The NDC unfinished drugs database includes product listing information submitted for all unfinished drugs, such as active pharmaceutical ingredients (APIs), drugs intended for further processing and bulk drug substances for compounding.
Pharmaceutical companies that manufacture Tamax as an active pharmaceutical ingredient (API) must furnish the FDA with an updated record of all drugs that they produce, prepare, propagate, compound, or process for commercial distribution in the US at their facilities.
The NDC directory also contains data on finished compounded human drug products that contain Tamax and are produced by outsourcing facilities. While these outsourcing facilities are not mandated to assign a Tamax NDC to their finished compounded human drug products, they may choose to do so.
click here to find a list of Tamax suppliers with NDC on PharmaCompass.
Tamax Active pharmaceutical ingredient (API) is produced in GMP-certified manufacturing facility.
GMP stands for Good Manufacturing Practices, which is a system used in the pharmaceutical industry to make sure that goods are regularly produced and monitored in accordance with quality standards. The FDA’s current Good Manufacturing Practices requirements are referred to as cGMP or current GMP which indicates that the company follows the most recent GMP specifications. The World Health Organization (WHO) has its own set of GMP guidelines, called the WHO GMP. Different countries can also set their own guidelines for GMP like China (Chinese GMP) or the EU (EU GMP).
PharmaCompass offers a list of Tamax GMP manufacturers, exporters & distributors, which can be sorted by USDMF, JDMF, KDMF, CEP (COS), WC, API price, and more, enabling you to easily find the right Tamax GMP manufacturer or Tamax GMP API supplier for your needs.
A Tamax CoA (Certificate of Analysis) is a formal document that attests to Tamax's compliance with Tamax specifications and serves as a tool for batch-level quality control.
Tamax CoA mostly includes findings from lab analyses of a specific batch.

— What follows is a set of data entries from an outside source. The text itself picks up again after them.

PR #293, opened 2020-08-06
Yield thread when spinning on Intermediate state

tli2:
In some cases when there are more threads than physical cores, the thread responsible for transition can be scheduled out while others busy-spin on the state, leading to a significant drop in performance. Calling `Thread.Yield()` when spinning reduces that overhead.


tli2:
Investigating if a semaphore is better than spinning

PR #297, opened 2020-08-11
[C#] IDevice v2

badrishc:
* In service of new scenarios involving extremely high performance devices as well as our tiered and sharded meta-devices, we are moving to a cleaner `IDevice` abstraction that no longer involves `NativeOverlapped*`. The latter concept is very particular to Windows local disk drives, and creates unnecessary overhead when used with other devices.

* We also found that `Overlapped` creation in C# does not scale beyond 4 or 8 cores for NVMe drives. This PR fixes the problem by pooling `Overlapped` objects and minimizing their creation overhead. For a 100% random disk read workload, we now get scalability within 20% of the NVMe disk IOPS (up to 600K IOPS for our device) using 8 cores and `LocalStorageDevice` in Windows.

* We have also added a new high-performance `LocalMemoryDevice` that stores the data in memory, for easier testing of high performance devices. With this device, for a uniform random workload with all operations going to the local memory device, we get around 2.6 million ops/sec. We use a sector size of 64 bytes for main memory, as that corresponds to cache size. This is using 4 FASTER threads and 1 async I/O thread.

For each Tamax CoA document that a company creates, the USFDA specifies specific requirements, such as supplier information, material identification, transportation data, evidence of conformity and signature data.
Tamax may be tested according to a variety of international standards, such as European Pharmacopoeia (Tamax EP), Tamax JP (Japanese Pharmacopeia) and the US Pharmacopoeia (Tamax USP).